_Dataset records:_
========================

PR #730, opened 2021-04-07
Add VPC infrastructure to Pulumi, Localstack

christophermaier:
This replicates (to the best of my knowledge) the infrastructure that
was generated for us by CDK's VPC construct:

- One VPC
- 2 public subnets, 2 private subnets, one each in two separate
  availability zones
- 1 internet gateway
- 1 NAT gateway
- Each lambda function gets a dedicated Security Group, as well as
  access to both private subnets.

### DIFF
--- a/pulumi/infra/network.py
+++ b/pulumi/infra/network.py
@@ -1,0 +1,138 @@
+import ipaddress
+import math
+from typing import Optional
+
+import pulumi_aws as aws
+
+import pulumi
+
+# TODO: Add policy requiring that each networking-related
+# infrastructure component have a "Name" (note capitalization) tag,
+# since this is how these objects get their names. Otherwise, they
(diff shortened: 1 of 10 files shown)


pulumi/infra/network.py
```diff
@@ -0,0 +1,139 @@
...
+# since this is how these objects get their names. Otherwise, they
+# have no name, which makes interaction via the AWS UI slightly more
+# awkward than it needs to be.
+#
+# Security groups don't seem to work this way, though. They get a name
+# independent of a Name tag (though the AWS UI shows both, somewhat
+# confusingly).
+
+
+class Network(pulumi.ComponentResource):
```
wimax-grapl, line 21: TBH I don't have much background on this sort of stuff, in particular cidr. may want second pair of eyes

wimax-grapl (approved):

PR #733, opened 2021-04-09
Rust sqs-executor cache changes

inickles-grapl:

This all started to resolve the following, but a number of other enhancements were made along the way:
- https://github.com/grapl-security/issue-tracker/issues/344

This PR not only swaps darkredis for redis-rs in the sqs-executor, it makes significant changes to the cache API:
- Remove the `get` public methods and `CacheResponse` and replace with a new method `filter_cached`. The `get` methods weren't actually "gets", and we aren't really storing values for keys. Users of the `get` methods, like generators, would partition the keys that weren't in the cache and continue to process those. Instead of requiring users to do this parsing, we now provide `filter_cached`.
- Add an `all_exists` method to the cache API, another helper that some users were previously using the `get` methods.
- The cache API now prefers slices over Vecs
- An integration test! For the changes in this PR, that is.

I included an integration test that intends to cover the changes made.

### DIFF
--- a/src/rust/generators/sysmon-subgraph-generator/src/generator.rs
+++ b/src/rust/generators/sysmon-subgraph-generator/src/generator.rs
@@ -1,11 +1,8 @@
-use std::borrow::Cow;
-
 use async_trait::async_trait;
 use grapl_graph_descriptions::graph_description::*;
 use grapl_observe::log_time;
 use log::*;
-use sqs_executor::{cache::{Cache,
-                           CacheResponse},
+use sqs_executor::{cache::Cache,
                    errors::{CheckedError,
                             Recoverable},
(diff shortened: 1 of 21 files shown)


src/rust/generators/sysmon-subgraph-generator/src/generator.rs
```diff
@@ -159,6 +150,7 @@ where
             events
                 .split(|i| &[*i][..] == &b"\n"[..])
                 .map(String::from_utf8_lossy)
+                .map(|s| s.to_string())
```
colin-grapl, line 153: `String::from_utf8_lossy` returns a String already, so calling `to_string` seems redundant.

colin-grapl (approved):

PR #735, opened 2021-04-10
Docker Compose 1.29.0 feature: wait for service to finish successfully, no more wait-for-it

inickles-grapl:

This leverages a new feature in Docker Compose 1.29.0 for one service to wait for another to finish successfully before starting, relieving our dependence on `wait-for-it`. This also leverages `heatlcheck` and `condition: service_healthy` so we don't have to depend on `wait-for-it` at all.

========================

Collect every line with the string "infrastructure" from the records, and copy each.

Add VPC infrastructure to Pulumi, Localstack
This replicates (to the best of my knowledge) the infrastructure that
+# infrastructure component have a "Name" (note capitalization) tag,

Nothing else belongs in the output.